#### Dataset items
PR #1225, opened 2020-09-17
Manual instrumentation "async" operation tracking

pierricgimmig:
An async operation can start in one scope and end in another,
possibly on a different thread altogether. Start and stop pairs are
matched using a user provided "id". See ASYNC_START and ASYNC_STOP
macros in Orbit.h. A new ASYNC_STRING macro allows to associate an
arbitrarily long string to an async event by specifying the event "id".

On the UI side, a new AsyncTrack takes care of displaying the async
spans in the capture view in a compact way.

See OrbitTest.cpp for example usage.

Notes:
- the async track rendering will be modified to insert a vertical gap between rows of timeslices in a subsequent PR to make it clear that the async tracks are not flame graphs.
- The color of the timeslices is chosen using the hash of their labels.

image

### DIFF
--- a/Orbit.h
+++ b/Orbit.h
@@ -36,6 +36,8 @@
 #define ORBIT_START_ASYNC(name, id) ORBIT_START_ASYNC_WITH_COLOR(name, id, orbit::Color::kAuto)
 #define ORBIT_START_ASYNC_WITH_COLOR(name, id, col) orbit_api::StartAsync(name, id, col)
 #define ORBIT_STOP_ASYNC(id) orbit_api::StopAsync(id)
+#define ORBIT_ASYNC_STRING(str, id) orbit_api::AsyncString(str, id, orbit::Color::kAuto)
+#define ORBIT_ASYNC_STRING_WITH_COLOR(str, id, col) orbit_api::AsyncString(str, id, col)
 
 // ORBIT_[type]: graph variables.
 #define ORBIT_INT(name, val) ORBIT_INT_WITH_COLOR(name, val, orbit::Color::kAuto)
@@ -57,7 +59,7 @@ namespace orbit {
 
 // Material Design Colors #500
 enum class Color : uint32_t {
-  kAuto = 0x00000001,
+  kAuto = 0x00000000,
   kRed = 0xf44336ff,
   kPink = 0xe91e63ff,
   kPurple = 0x9c27b0ff,
@@ -88,6 +90,8 @@ enum class Color : uint32_t {
 #define ORBIT_STOP()
 #define ORBIT_START_ASYNC(name, id)
 #define ORBIT_STOP_ASYNC(id)
+#define ORBIT_ASYNC_STRING(str, id)
+#define ORBIT_ASYNC_STRING_WITH_COLOR(str, id, col)
 #define ORBIT_INT(name, value)
 #define ORBIT_INT64(name, value)
 #define ORBIT_UINT(name, value)
@@ -140,6 +144,7 @@ enum EventType : uint8_t {
   kTrackUint64 = 8,
   kTrackFloat = 9,
   kTrackDouble = 10,
+  kString = 11,
 };
 
 constexpr size_t kMaxEventStringSize = 30;
@@ -224,13 +229,27 @@ inline void Stop() {
 }
 
 inline void StartAsync(const char* name, uint64_t id, orbit::Color color) {
-  EncodedEvent e(EventType::kScopeStartAsync, name, id, color);
+  EncodedEvent e(EventType::kScopeStartAsync, name, /*value*/ 0, color, id);
   StartAsync(e.args[0], e.args[1], e.args[2], e.args[3], e.args[4], e.args[5]);
 }
 
 inline void StopAsync(uint64_t id) {
-  EncodedEvent e(EventType::kScopeStopAsync, nullptr, id);
+  EncodedEvent e(EventType::kScopeStopAsync, /*name*/ nullptr, /*value*/ 0, orbit::Color::kAuto,
+                 id);
   StopAsync(e.args[0], e.args[1], e.args[2], e.args[3], e.args[4], e.args[5]);
+}
+
+inline void AsyncString(const char* str, uint32_t id, orbit::Color color) {
+  if (str == nullptr) return;
+  constexpr size_t chunk_size = kMaxEventStringSize - 1;
+  const char* end = str + strlen(str);
+  while (str < end) {
+    EncodedEvent e(EventType::kString, /*name*/ nullptr, /*value*/ 0, color, id);
+    std::strncpy(e.event.name, str, chunk_size);
+    e.event.name[chunk_size] = 0;
+    TrackValue(e.args[0], e.args[1], e.args[2], e.args[3], e.args[4], e.args[5]);
+    str += chunk_size;
+  }
 }
 
 inline void TrackValue(EventType type, const char* name, uint64_t value, orbit::Color color) {
@@ -244,6 +263,7 @@ void Start(const char* name, orbit::Color color);
 void Stop();
 void StartAsync(const char* name, uint32_t id, orbit::Color color);
 void StopAsync(uint32_t id);
+void AsyncString(const char* str, uint32_t id);
 void TrackValue(EventType type, const char* name, uint64_t value, orbit::Color color);
 
 #endif  // ORBIT_API_INTERNAL_IMPL
--- a/Orbit.h
+++ b/Orbit.h
@@ -218,6 +218,12 @@ ORBIT_STUB void TrackValue(uint64_t, uint64_t, uint64_t, uint64_t, uint64_t, uin
 // NOTE: Do not use these directly, use corresponding macros instead.
 #ifndef ORBIT_API_INTERNAL_IMPL
 
+// Default values.
+constexpr const char* kNameNullPtr = nullptr;
+constexpr uint32_t kIdZero = 0;
+constexpr uint64_t kValueZero = 0;
+constexpr orbit::Color kColorAuto = orbit::Color::kAuto;
+
 inline void Start(const char* name, orbit::Color color) {
   EncodedEvent e(EventType::kScopeStart, name, 0, color);
   Start(e.args[0], e.args[1], e.args[2], e.args[3], e.args[4], e.args[5]);
@@ -228,14 +234,13 @@ inline void Stop() {
   Stop(e.args[0], e.args[1], e.args[2], e.args[3], e.args[4], e.args[5]);
 }
 
-inline void StartAsync(const char* name, uint64_t id, orbit::Color color) {
-  EncodedEvent e(EventType::kScopeStartAsync, name, /*value*/ 0, color, id);
+inline void StartAsync(const char* name, uint32_t id, orbit::Color color) {
+  EncodedEvent e(EventType::kScopeStartAsync, name, kValueZero, color, id);
   StartAsync(e.args[0], e.args[1], e.args[2], e.args[3], e.args[4], e.args[5]);
 }
 
-inline void StopAsync(uint64_t id) {
-  EncodedEvent e(EventType::kScopeStopAsync, /*name*/ nullptr, /*value*/ 0, orbit::Color::kAuto,
-                 id);
+inline void StopAsync(uint32_t id) {
+  EncodedEvent e(EventType::kScopeStopAsync, kNameNullPtr, kValueZero, kColorAuto, id);
   StopAsync(e.args[0], e.args[1], e.args[2], e.args[3], e.args[4], e.args[5]);
 }
 
@@ -244,7 +249,7 @@ inline void AsyncString(const char* str, uint32_t id, orbit::Color color) {
   constexpr size_t chunk_size = kMaxEventStringSize - 1;
   const char* end = str + strlen(str);
   while (str < end) {
-    EncodedEvent e(EventType::kString, /*name*/ nullptr, /*value*/ 0, color, id);
+    EncodedEvent e(EventType::kString, kNameNullPtr, kValueZero, color, id);
     std::strncpy(e.event.name, str, chunk_size);
     e.event.name[chunk_size] = 0;
     TrackValue(e.args[0], e.args[1], e.args[2], e.args[3], e.args[4], e.args[5]);
--- a/OrbitCore/Utils.h
+++ b/OrbitCore/Utils.h
@@ -74,8 +74,8 @@ inline std::string GetEnvVar(const char* a_Var) {
   return var;
 }
 
-inline uint64_t StringHash(const std::string& string) {
-  return XXH64(string.data(), string.size(), 0xBADDCAFEDEAD10CC);
+inline uint64_t StringHash(std::string_view str) {
+  return XXH64(str.data(), str.size(), 0xBADDCAFEDEAD10CC);
 }
 
 template <typename T, typename U>
--- a/OrbitCore/Utils.h
+++ b/OrbitCore/Utils.h
@@ -74,8 +74,8 @@ inline std::string GetEnvVar(const char* a_Var) {
   return var;
 }
 
-inline unsigned long long StringHash(const std::string& a_String) {
-  return XXH64(a_String.data(), a_String.size(), 0xBADDCAFEDEAD10CC);
+inline uint64_t StringHash(const std::string& string) {
+  return XXH64(string.data(), string.size(), 0xBADDCAFEDEAD10CC);
 }
 
 template <typename T, typename U>
--- a/OrbitGl/AsyncTrack.cpp
+++ b/OrbitGl/AsyncTrack.cpp
@@ -52,7 +52,7 @@ void AsyncTrack::OnTimer(const orbit_client_protos::TimerInfo& timer_info) {
   // Find the first row that that can receive the new timeslice with no overlap.
   // If none of the existing rows works, add a new row.
   uint32_t depth = 0;
-  while (max_span_time_by_depth_[depth] >= timer_info.start()) ++depth;
+  while (max_span_time_by_depth_[depth] > timer_info.start()) ++depth;
   max_span_time_by_depth_[depth] = timer_info.end();
 
   orbit_client_protos::TimerInfo new_timer_info = timer_info;
--- a/OrbitGl/AsyncTrack.cpp
+++ b/OrbitGl/AsyncTrack.cpp
@@ -1,0 +1,103 @@
+// Copyright (c) 2020 The Orbit Authors. All rights reserved.
+// Use of this source code is governed by a BSD-style license that can be
+// found in the LICENSE file.
+
+#include "AsyncTrack.h"
+
+#include "App.h"
+#include "FunctionUtils.h"
+#include "GlCanvas.h"
+#include "ManualInstrumentationManager.h"
+#include "TimeGraph.h"
+#include "capture_data.pb.h"
+
+using orbit_client_protos::FunctionInfo;
+using orbit_client_protos::TimerInfo;
+
+AsyncTrack::AsyncTrack(TimeGraph* time_graph, const std::string& name) : TimerTrack(time_graph) {
+  SetName(name);
+  SetLabel(name);
+}
+
+[[nodiscard]] std::string AsyncTrack::GetBoxTooltip(PickingId id) const {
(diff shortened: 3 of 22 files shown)


Orbit.h
```diff
@@ -36,6 +36,8 @@
 #define ORBIT_START_ASYNC(name, id) ORBIT_START_ASYNC_WITH_COLOR(name, id, orbit::Color::kAuto)
```
ronaldfw, line 36: Sorry for asking some basic questions, I haven't been following this closely. 

Do "name" here and "str" play the same role? If yes, I'm not sure how, as a user, I would combine ORBIT_ASYNC_STRING and ORBIT_START_ASYNC. I assume that ORBIT_ASYNC_STRING just overrides the string that I pass as "name"?

OrbitCore/Utils.h
```diff
@@ -74,8 +74,8 @@ inline std::string GetEnvVar(const char* a_Var) {
   return var;
 }
 
-inline unsigned long long StringHash(const std::string& a_String) {
-  return XXH64(a_String.data(), a_String.size(), 0xBADDCAFEDEAD10CC);
+inline uint64_t StringHash(const std::string& string) {
```
ronaldfw, line 77: Can/should const std::string& be a string_view?

Orbit.h
```diff
@@ -224,15 +229,29 @@ inline void Stop() {
 }
 
 inline void StartAsync(const char* name, uint64_t id, orbit::Color color) {
```
ronaldfw, line 231: "id" is uint32_t in other signatures (also in the one you are calling a few lines below).

Orbit.h
ronaldfw: Looking at the code below, I guess as a  user, when I have registered a string with ORBIT_ASYNC_STRING, I'll just pass nullptr as "name", correct?

Is the idea to also support arbitrary length strings for the non-async case in the same way?

OrbitGl/AsyncTrack.h
```diff
@@ -0,0 +1,30 @@
+// Copyright (c) 2020 The Orbit Authors. All rights reserved.
+// Use of this source code is governed by a BSD-style license that can be
+// found in the LICENSE file.
+
+#ifndef ORBIT_GL_ASYNC_TRACK_H_
+#define ORBIT_GL_ASYNC_TRACK_H_
+
+#include <string>
+
+#include "ThreadTrack.h"
```
ronaldfw, line 10: I think this should be TimerTrack.h (class below is derived from TimerTrack).

OrbitGl/AsyncTrack.h
```diff
@@ -0,0 +1,30 @@
...
+  void OnTimer(const orbit_client_protos::TimerInfo& timer_info) override;
+  void UpdateBoxHeight() override;
+
+ protected:
+  void SetTimesliceText(const orbit_client_protos::TimerInfo& timer, double elapsed_us, float min_x,
+                        TextBox* text_box) override;
+  [[nodiscard]] Color GetTimerColor(const orbit_client_protos::TimerInfo& timer_info,
+                                    bool is_selected) const override;
+
+  absl::flat_hash_map<uint32_t, uint64_t> max_span_time_by_depth_;
```
ronaldfw, line 27: Maybe add a comment why this is needed?

OrbitGl/AsyncTrack.cpp
```diff
@@ -0,0 +1,103 @@
...
+  SetLabel(name);
+}
+
+[[nodiscard]] std::string AsyncTrack::GetBoxTooltip(PickingId id) const {
+  const TextBox* text_box = time_graph_->GetBatcher().GetTextBox(id);
+  if (text_box == nullptr) return "";
+  ManualInstrumentationManager* manager = time_graph_->GetManualInstrumentationManager();
+  orbit_api::Event event = manager->ApiEventFromTimerInfo(text_box->GetTimerInfo());
+
+  const FunctionInfo* func =
```
ronaldfw, line 28: Is it documented somewhere that these are "fake" functions? Even if it is, I would suggest to add a reminder here. Reading this without that knowledge, the code here looks wrong ("why is it getting function names in the case of manual instrumentation?"). 

Something like:
"Reminder that for manually instrumented scopes, we record the name as a fake function name with a high address outside of the range of possible regular function addresses"

WDYT?

OrbitGl/AsyncTrack.cpp
```diff
@@ -0,0 +1,103 @@
...
+  if (collapse_toggle_->IsCollapsed() && depth_ > 0) {
+    box_height_ /= static_cast<float>(depth_);
+  }
+}
+
+void AsyncTrack::OnTimer(const orbit_client_protos::TimerInfo& timer_info) {
+  // Find the first row that that can receive the new timeslice with no overlap.
+  // If none of the existing rows works, add a new row.
+  uint32_t depth = 0;
+  while (max_span_time_by_depth_[depth] >= timer_info.start()) ++depth;
```
ronaldfw, line 55: (I guess these are the two lines one needs to understand why max_span_time_by_depth_ is needed.)

OrbitGl/TimeGraph.cpp
```diff
@@ -308,9 +320,8 @@ void TimeGraph::ProcessTimer(const TimerInfo& timer_info, const FunctionInfo* fu
     capture_max_timestamp_ = timer_info.end();
   }
 
-  if (function != nullptr && function->type() == FunctionInfo::kOrbitTrackValue) {
-    ProcessValueTrackingTimer(timer_info);
-    return;
+  if (function != nullptr && function->type() != FunctionInfo::kNone) {
```
ronaldfw, line 323: This confuses me a bit. It looks like ProcessOrbitFunctionTimer only handles manual instrumentation timers, but the naming here suggests that any timer with a proper function->type() (anything that is not kNone) is processed by that function. But regular timers for function calls are processed below.

ronaldfw: I guess that is how it's intended (the types are only meaningful for manual instrumentation). It would confuse me less if kNone were actually called kRegular, or "type" would be called "orbit_type".

ronaldfw (commented):
Are you going to add the code for making manual instr. appear in the live view in a later PR? (Fine with me, just want to double-check, because if I read things right, this is still missing. Or at least, some things are missing that are needed so that everything works correctly.)

OrbitGl/TimerTrack.h
```diff
@@ -27,7 +27,7 @@ class TimerTrack : public Track {
 
   // Pickable
   void Draw(GlCanvas* canvas, PickingMode picking_mode) override;
-  void OnTimer(const orbit_client_protos::TimerInfo& timer_info);
+  virtual void OnTimer(const orbit_client_protos::TimerInfo& timer_info);
```
dpallotti, line 30: Just want to say that this and `AsyncTrack` show how this is hardly is-a inheritance, but rather a way to share code with the parent class while overwriting some methods. Much bigger than this review, probably never-to-be-addressed, and maybe normal for this kind of ui work, but the relationship between these classes is getting more and more confusing.

Orbit.h
pierricgimmig: "name" here is actually the track name, I should rename the variable to make it clear. A user would never pass nullptr, no. ASYNC_STRING is used as a description for individual timeslices. For example, let's say we wanted to track file IO operations, the "name" (name of the track) would be "File IO operations" and the ASYNC_STRING macro would be used to pass in the full name of the requested file. All file IO operations will be under one single track, but we'll have information about the individual operations.

As for arbitrarily long strings for non async, since there is significant overhead, I'd rather not support it for now. This will be supported with the upcoming userspace dynamic instrumentation however.

Orbit.h
```diff
@@ -224,15 +229,29 @@ inline void Stop() {
...
 
+inline void AsyncString(const char* str, uint32_t id, orbit::Color color) {
+  if (str == nullptr) return;
+  constexpr size_t chunk_size = kMaxEventStringSize - 1;
+  const char* end = str + strlen(str);
+  while (str < end) {
+    EncodedEvent e(EventType::kString, /*name*/ nullptr, /*value*/ 0, color, id);
+    std::strncpy(e.event.name, str, chunk_size);
+    e.event.name[chunk_size] = 0;
+    TrackValue(e.args[0], e.args[1], e.args[2], e.args[3], e.args[4], e.args[5]);
```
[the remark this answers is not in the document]
pierricgimmig: I agree that there is quite a bit of overhead. It should probably be outlined somewhere, maybe in the name of the macro itself i.e. ASYNC_STRING_SLOW for example. However, this feature was requested from partner eng. for cases like file IO monitoring for example, where typical asset paths are very long. When we switch to custom dynamic instrumentation, we won't need to chunk up the strings anymore.

OrbitGl/AsyncTrack.cpp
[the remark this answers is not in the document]
pierricgimmig: No it doesn't assume anything. It keeps track of the current state of every row so that we know if adding a timer on that row would overlap or not. If we can't find a row with no overlap, then we create a new one.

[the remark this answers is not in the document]
pierricgimmig: Looking at the code, there is a bug however, ">=" should be ">". Adding a timer at time 0 would cause an infinite loop otherwise.

OrbitGl/TimerTrack.h
pierricgimmig: An AsyncTrack deals with timers (in the sense of time spans), why is it not a TimerTrack conceptually? Is the "TimerTrack" name the problem? The way I see it, AsyncTrack very much is-a TimerTrack, or a SpanTrack maybe!?

OrbitGl/AsyncTrack.cpp
pierricgimmig: Oh, actually, this is not exactly what is done here. I think this does need a comment though. Essentially, the FunctionInfo here will be one of the empty stubs in Orbit.h. It is used here to add information about the module from which the timer comes from.

OrbitGl/AsyncTrack.cpp
pierricgimmig: I still added a comment in the header file.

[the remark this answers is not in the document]
pierricgimmig: I think I see what you mean by assuming ordering. Currently, timespans are added in order of "stop" time. If the events were received in random order, then we would probably create a lot of rows. The algorithm here doesn't try to find available "gaps" in existing rows, that could be an improvement for another PR.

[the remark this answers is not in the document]
pierricgimmig: Oh no ok, now I understand what you mean... If we receive a stop event before it's corresponding start event, right? I think the assumption of ordered events is made elsewhere in the code too, didn't we have buffering in place to ensure ordering? Are you talking about the fact that because we are dealing with per-core buffers events could possibly be sent out of order?

OrbitGl/TimeGraph.h
```diff
@@ -213,6 +229,7 @@ class TimeGraph {
 
   std::shared_ptr<StringManager> string_manager_;
   StringManager manual_instrumentation_string_manager_;
+  std::unique_ptr<ManualInstrumentationManager> manual_instrumentation_manager_;
```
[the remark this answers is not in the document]
pierricgimmig: Yeah that's a good point

Orbit.h
pierricgimmig: Yes, thanks, fixed.

OrbitGl/AsyncTrack.h
pierricgimmig: Fixed, thanks.

OrbitGl/AsyncTrack.h
pierricgimmig: Done.

Orbit.h
```diff
@@ -224,15 +229,29 @@ inline void Stop() {
 }
 
 inline void StartAsync(const char* name, uint64_t id, orbit::Color color) {
-  EncodedEvent e(EventType::kScopeStartAsync, name, id, color);
+  EncodedEvent e(EventType::kScopeStartAsync, name, /*value*/ 0, color, id);
```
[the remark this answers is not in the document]
pierricgimmig: Good idea! Done.

OrbitGl/ManualInstrumentationManager.h
```diff
@@ -7,26 +7,26 @@
...
-    uint64_t arg_5 = timer_info.registers(5);
-    orbit_api::EncodedEvent encoded_event(arg_0, arg_1, arg_2, arg_3, arg_4, arg_5);
-    return encoded_event.event;
-  }
+      const orbit_client_protos::TimerInfo& timer_info);
+
+ private:
+  TimerInfoCallback timer_info_callback_;
+  absl::flat_hash_map<uint32_t, orbit_client_protos::TimerInfo> async_timer_info_start_by_id_;
+  StringManager string_manager_;
```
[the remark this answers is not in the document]
pierricgimmig: This is populated from a worker thread and accessed from the ui thread.

OrbitGl/TimeGraph.cpp
```diff
@@ -336,8 +347,29 @@ void TimeGraph::ProcessTimer(const TimerInfo& timer_info, const FunctionInfo* fu
   NeedsUpdate();
 }
 
+void TimeGraph::ProcessOrbitFunctionTimer(FunctionInfo::OrbitType type,
+                                          const TimerInfo& timer_info) {
+  switch (type) {
+    case FunctionInfo::kOrbitTrackValue:
+      ProcessValueTrackingTimer(timer_info);
+      break;
+    case FunctionInfo::kOrbitTimerStartAsync:
```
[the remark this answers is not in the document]
pierricgimmig: Done.

OrbitCore/Utils.h
pierricgimmig: Yes it can, I changed it, thanks.

OrbitGl/TimeGraph.cpp
pierricgimmig: I changed type to orbit_type.

OrbitGl/TimeGraph.h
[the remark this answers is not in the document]
pierricgimmig: Moved it to App.h

pierricgimmig:
> Are you going to add the code for making manual instr. appear in the live view in a later PR? (Fine with me, just want to double-check, because if I read things right, this is still missing. Or at least, some things are missing that are needed so that everything works correctly.)

Yes, this will come in another PR.

OrbitGl/AsyncTrack.cpp
pierricgimmig: Actually, I added a temporary variable, module_name, to make it clearer.

OrbitGl/ManualInstrumentationManager.cpp
```diff
@@ -3,3 +3,54 @@
...
+  uint64_t arg_5 = timer_info.registers(5);
+  orbit_api::EncodedEvent encoded_event(arg_0, arg_1, arg_2, arg_3, arg_4, arg_5);
+  return encoded_event.event;
+}
+
+void ManualInstrumentationManager::ProcessAsyncTimer(
+    const orbit_client_protos::TimerInfo& timer_info) {
+  orbit_api::Event event = ApiEventFromTimerInfo(timer_info);
+  if (event.type == orbit_api::kScopeStartAsync) {
+    async_timer_info_start_by_id_[event.id] = timer_info;
```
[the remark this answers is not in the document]
pierricgimmig: This allows to use the same dummy id in the case where the async events are known to be non-overlapping. This will be refined in a PR that will make the event processing more robust (allowing for start and end events to be received out of order).

OrbitGl/AsyncTrack.cpp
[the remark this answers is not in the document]
pierricgimmig: The code can be made more robust to handle the case where an "end" event is received before its corresponding "start". Will be addressed in subsequent PR.

Orbit.h
pierricgimmig: I have a PR coming up with proper documentation inside of Orbit.h that should make this clearer.

pierricgimmig:
Hi @ronaldfw and @dpallotti , thanks for your review. I addressed your comments, please see changes, cheers!

Orbit.h
ronaldfw: Ok, thanks for all the details!

OrbitGl/AsyncTrack.cpp
ronaldfw: Ah, I see, makes sense!

OrbitGl/TimerTrack.h
ronaldfw: Agree with @pierricgimmig here, but I also agree one has to be careful with (virtual) inheritance. It's easy to create a class hierarchy that is hard to use and where the primary reason for its existence is sharing of code. 

But I think there are some good reasons for having it the way it is done right now:
- The base class Track allows TimeGraph to just draw a track without case distinction (with some odd, minor exceptions). 
-  For users (person writing a new track), having TimerTrack actually makes things very easy and straightforward to do. In most cases you can start using TimerTrack and then gradually customize what you need (like tooltips). More generally, TimerTrack provides a framework how to write a new timer-based track.
- And, yes, reuse of code (UpdatePrimitives) is a reason here. I'm very much in favor of a functional style where UpdatePrimitives would just be a free function, but it would require to add a good amount of customization options (maybe passing functions into UpdatePrimitives?).

@dpallotti If you have suggestions how this can be improved, I'd be happy to discuss.

OrbitTest/OrbitTest.cpp
```diff
@@ -139,7 +162,15 @@ void OrbitTest::ManualInstrumentationApiTest() {
       ORBIT_DOUBLE(track_name.c_str(), cos(double_var * static_cast<double>(i)));
     }
 
-    std::this_thread::sleep_for(std::chrono::milliseconds(15));
+    // Asyn spans.
```
ronaldfw, line 165: Typo: s/Asyn/Async/g

ronaldfw (approved):
LGTM, thanks for addressing earlier comments!

OrbitGl/AsyncTrack.cpp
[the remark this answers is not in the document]
dpallotti: > Currently, timespans are added in order of "stop" time. If the events were received in random order, then we would probably create a lot of rows. The algorithm here doesn't try to find available "gaps" in existing rows, that could be an improvement for another PR.

This is what I meant. If the events are not received in order, the number of rows explodes. It's fine to assume that events come in order if they do (and they should as the service orders uprobes events), it would be a waste to make the algorithm much more complicated for a case that doesn't happen. But we need to be aware of the reason for the assumption. Maybe add a comment about the assumption.

Orbit.h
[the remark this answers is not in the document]
dpallotti: Then it should somehow be clear that this causes an unexpected overhead. The name of the macro is one possibility. We are talking microseconds for every 31 bytes, it has to be clear it should only be used in cases where it's really needed.

OrbitGl/TimerTrack.h
dpallotti: > An AsyncTrack deals with timers (in the sense of time spans), why is it not a TimerTrack conceptually?

Inheritance is not about the concept, e.g., the famous "a square is not a rectangle". Rather it's about about the behaviour, and this usually fails when using overriding to replace some behavior of the parent in order to share the code of other methods. That was my point. That's why in most cases a methods should either be pure virtual or final.

But this was just a general thought and not strictly related to this pull request. I realize how ui classes are very tricky in this regard and with so many methods adhering to a concept just for the sake of it makes things unnecessarily complicated. But it's something to keep in mind. E.g., sometimes instead of having a subclass replace a method of the superclass, you should have a superclass with two subclasses that express the two behaviors.

OrbitGl/AsyncTrack.cpp
pierricgimmig: I added a comment.

Orbit.h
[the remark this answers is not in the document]
pierricgimmig: The limitations and overhead will be detailed in subsequent PR.

OrbitTest/OrbitTest.cpp
pierricgimmig: fixed, thanks.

#### WORK INSTRUCTIONS
Could you find each line in the entries that contains the string "first" and copy it?

#### ANSWER SECTION
   // Find the first row that that can receive the new timeslice with no overlap.
+  // Find the first row that that can receive the new timeslice with no overlap.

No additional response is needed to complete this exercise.